Top of Source data

PR #1697, opened 2016-11-07
Use --fix instead of -t applyFixes

### LINKED ISSUE #1684: Use `--fix` instead of `-t applyFixes`
Before we 4.0, I'd like to change the parameters so that fixes are not applied using a formatter

- ApplyFixes is not a typical formatter. Formatters are usually used to format the linter errors
- Using a formatter limits the number of cycles that the fixes can be applied in since all fixes are batched and applied at one time. Multiple cycles are needed since fixes can overlap.
- If we move to an AST transform based fixer in the future, fixes will most likely be done at the time the linting error is generated.
- Consistent with eslint

nchen63:
#### PR checklist

- [x] Addresses an existing issue: closes #1684 
  - [x] Includes tests
- [x] Documentation update

When fixes are applied, they are applied first. If a rule triggers a fix, the AST is reloaded to prevent one fix from overwriting another fix. When all fixes are complete, the sourceFile is linted again if there were fixes. That way, we don't show errors that are already fixed and the positions will be correct.

here's what it looks like when using the prose formatter (the only formatter to output that there are fixes) when there is 1 issue fix and 1 remaining issue that can't be fixed:
```
Fixed 1 error(s) in ../a.ts

../a.ts[6, 1]: Exceeds maximum line length of 140
```


src/language/formatter/formatter.ts
```diff
@@ -47,5 +47,5 @@ export interface IFormatterMetadata {
 export type ConsumerType = "human" | "machine";
 
 export interface IFormatter {
-    format(failures: RuleFailure[]): string;
+    format(failures: RuleFailure[], fixes?: RuleFailure[]): string;
```
adidahiya: is the idea that `fixes` are only supplied to this method if `--fix` is enabled in the CLI? can you leave a comment explaining that?

src/tslint-cli.ts
```diff
@@ -50,6 +50,9 @@ let processed = optimist
             alias: "exclude",
             describe: "exclude globs from path expansion",
         },
+        fix: {
+            describe: "Fixes some linting errors (may overwrite linted files)",
```
adidahiya: "some" isn't great language -- can you just use the same description you have on L159

src/tslintMulti.ts
```diff
@@ -89,54 +90,34 @@ class MultiLinter {
...
-                ruleFailures = rule.applyWithProgram(sourceFile, this.program);
-            } else {
-                ruleFailures = rule.apply(sourceFile);
-            }
-            for (let ruleFailure of ruleFailures) {
-                if (!this.containsRule(this.failures, ruleFailure)) {
-                    this.failures.push(ruleFailure);
-                }
+        // make a 2nd pass if there were any fixes because the positions may be off        
+        if (!this.options.fix || this.fixes.length > 0) {
```
adidahiya: the first part of this conditional expression looks unintuitive to me -- don't you want to only continue if `this.options.fix` is true?

nchen63: You want to run the linter at least once if `fix` is false. Will try to clarify

src/language/formatter/formatter.ts
nchen63: yep

nchen63:
@adidahiya made changes

adidahiya:
heads up @alexeagle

Bottom of Source data

Exercise aim » Reproduce the lines from the one containing "src/tslint-cli.ts" to the end of the entries, keeping both ends and adding nothing.

Answer for this exercise »
src/tslint-cli.ts
```diff
@@ -50,6 +50,9 @@ let processed = optimist
             alias: "exclude",
             describe: "exclude globs from path expansion",
         },
+        fix: {
+            describe: "Fixes some linting errors (may overwrite linted files)",
```
adidahiya: "some" isn't great language -- can you just use the same description you have on L159

src/tslintMulti.ts
```diff
@@ -89,54 +90,34 @@ class MultiLinter {
...
-                ruleFailures = rule.applyWithProgram(sourceFile, this.program);
-            } else {
-                ruleFailures = rule.apply(sourceFile);
-            }
-            for (let ruleFailure of ruleFailures) {
-                if (!this.containsRule(this.failures, ruleFailure)) {
-                    this.failures.push(ruleFailure);
-                }
+        // make a 2nd pass if there were any fixes because the positions may be off        
+        if (!this.options.fix || this.fixes.length > 0) {
```
adidahiya: the first part of this conditional expression looks unintuitive to me -- don't you want to only continue if `this.options.fix` is true?

nchen63: You want to run the linter at least once if `fix` is false. Will try to clarify

src/language/formatter/formatter.ts
nchen63: yep

nchen63:
@adidahiya made changes

adidahiya:
heads up @alexeagle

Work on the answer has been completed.